AIM OF THE TASK –
Scan the entries that follow and copy out every line containing "listeners".

Saved data entries:
────
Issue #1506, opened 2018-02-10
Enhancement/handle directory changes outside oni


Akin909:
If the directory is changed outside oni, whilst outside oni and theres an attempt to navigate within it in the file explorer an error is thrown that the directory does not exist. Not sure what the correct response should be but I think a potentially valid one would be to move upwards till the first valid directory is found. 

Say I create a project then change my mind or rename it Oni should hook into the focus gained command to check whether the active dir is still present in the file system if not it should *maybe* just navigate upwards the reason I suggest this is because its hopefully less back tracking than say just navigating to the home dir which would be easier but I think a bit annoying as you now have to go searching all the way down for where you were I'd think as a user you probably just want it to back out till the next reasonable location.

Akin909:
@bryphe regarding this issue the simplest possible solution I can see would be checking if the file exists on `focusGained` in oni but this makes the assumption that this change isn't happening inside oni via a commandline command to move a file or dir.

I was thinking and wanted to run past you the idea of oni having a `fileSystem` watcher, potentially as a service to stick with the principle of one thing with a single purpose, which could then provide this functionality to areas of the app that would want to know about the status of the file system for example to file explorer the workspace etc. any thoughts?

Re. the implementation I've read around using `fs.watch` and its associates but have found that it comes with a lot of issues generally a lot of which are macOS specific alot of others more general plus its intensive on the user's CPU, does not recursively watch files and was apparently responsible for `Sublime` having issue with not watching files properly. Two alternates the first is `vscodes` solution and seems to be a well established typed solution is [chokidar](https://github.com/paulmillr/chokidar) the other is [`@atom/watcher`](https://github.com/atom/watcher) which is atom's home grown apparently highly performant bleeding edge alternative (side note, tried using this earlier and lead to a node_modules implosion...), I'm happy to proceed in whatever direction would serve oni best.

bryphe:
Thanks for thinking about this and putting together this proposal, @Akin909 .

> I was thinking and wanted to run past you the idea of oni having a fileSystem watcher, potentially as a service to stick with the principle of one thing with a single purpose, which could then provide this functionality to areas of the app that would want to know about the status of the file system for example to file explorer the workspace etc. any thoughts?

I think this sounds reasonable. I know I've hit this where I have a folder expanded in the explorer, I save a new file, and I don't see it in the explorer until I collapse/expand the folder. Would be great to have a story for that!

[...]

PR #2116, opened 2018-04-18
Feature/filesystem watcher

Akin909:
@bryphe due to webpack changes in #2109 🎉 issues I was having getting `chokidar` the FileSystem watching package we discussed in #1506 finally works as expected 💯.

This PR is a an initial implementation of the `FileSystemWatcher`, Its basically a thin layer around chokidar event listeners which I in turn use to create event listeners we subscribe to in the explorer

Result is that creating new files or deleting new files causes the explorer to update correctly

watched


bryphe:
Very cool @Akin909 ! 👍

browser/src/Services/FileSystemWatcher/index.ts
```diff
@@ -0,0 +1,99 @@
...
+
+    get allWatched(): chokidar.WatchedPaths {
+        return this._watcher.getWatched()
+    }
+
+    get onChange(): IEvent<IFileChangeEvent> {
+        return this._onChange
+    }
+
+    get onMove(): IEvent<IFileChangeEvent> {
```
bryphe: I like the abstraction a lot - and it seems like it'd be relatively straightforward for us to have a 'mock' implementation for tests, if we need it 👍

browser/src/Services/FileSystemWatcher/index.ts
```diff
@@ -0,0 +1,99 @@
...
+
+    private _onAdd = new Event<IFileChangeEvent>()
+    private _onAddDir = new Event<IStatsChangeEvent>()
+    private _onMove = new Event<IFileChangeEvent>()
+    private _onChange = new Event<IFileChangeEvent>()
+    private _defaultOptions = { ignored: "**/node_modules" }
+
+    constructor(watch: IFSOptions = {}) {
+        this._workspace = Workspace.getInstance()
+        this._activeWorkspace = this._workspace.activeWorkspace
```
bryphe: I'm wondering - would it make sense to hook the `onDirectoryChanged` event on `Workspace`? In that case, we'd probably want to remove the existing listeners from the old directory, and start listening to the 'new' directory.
────
RESULT –
This PR is a an initial implementation of the `FileSystemWatcher`, Its basically a thin layer around chokidar event listeners which I in turn use to create event listeners we subscribe to in the explorer
bryphe: I'm wondering - would it make sense to hook the `onDirectoryChanged` event on `Workspace`? In that case, we'd probably want to remove the existing listeners from the old directory, and start listening to the 'new' directory.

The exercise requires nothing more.